Date: 7/7/96 at 0:25:0
From: Alan Yu
Subject: Ptolemy Theorem Shows Compound Angle Formula

Hi Dr.Math,

From an article about history of mathematics, I saw the Ptolemy 
Theorem (the sum of the products of the opposite sides of a concyclic 
quadrilateral equals the product of its diagonals).

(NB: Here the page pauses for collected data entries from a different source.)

PR #14559, opened 2023-03-09
[transform.rollershutterposition] Add missing addon.xml

jlaur:
Add missing addon.xml from #13259.


jlaur:
@kaikreuzer - please consider this for the M1 build. I'm not sure about consequence of this file missing.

	The article suggested that the theorem can be extended to show the 
Sin(A+B) and the Cos(A+B) formula if the concyclic quadrilateral is 
constructed so that one of its sides is the diameter. (The proof was 
not shown there.)

	I have been trying to show the formula with this idea, but I am 
not able do it.  Would you please show me the formula with the Ptolemy 

Best Regards,

Date: 7/7/96 at 15:29:31
From: Doctor Anthony
Subject: Re: Ptolemy Theorem Shows Compound Angle Formula

In fact you need to make one of the diagonals a diameter of the 
circle. Draw the diagram I describe and refer to it as I derive the 
sin(X+Y) formula.

Let the cyclic quadrilateral be ABCD (lettered clockwise or anti-
clockwise) but keep the letters in cyclic order.  I have the diagonal 
BD as a diameter of the circle.  Since BD is a diameter the angles at 
A and C will be right angles. Let angle ABD = X and angle CBD = Y. (so 
angle B = X+Y) We can now write down the lengths of various sides in 
terms of sines and cosines of X and Y. Note that BD = 2r, where 
r = radius of the circle.

AD = 2r sin(X)  AB = 2r cos(X)

BC = 2r cos(Y)  CD = 2r sin(Y)

Now, using the sine formula on triangle DAC we have AC/sin(D) = 2r 
(remember that in the formula: a/sin(A) = b/sin(B) = c/sin(C) for 
triangle ABC, each of these ratios is equal to the diameter of the 
circumcircle of triangle ABC) and so AC = 2r sin(D)  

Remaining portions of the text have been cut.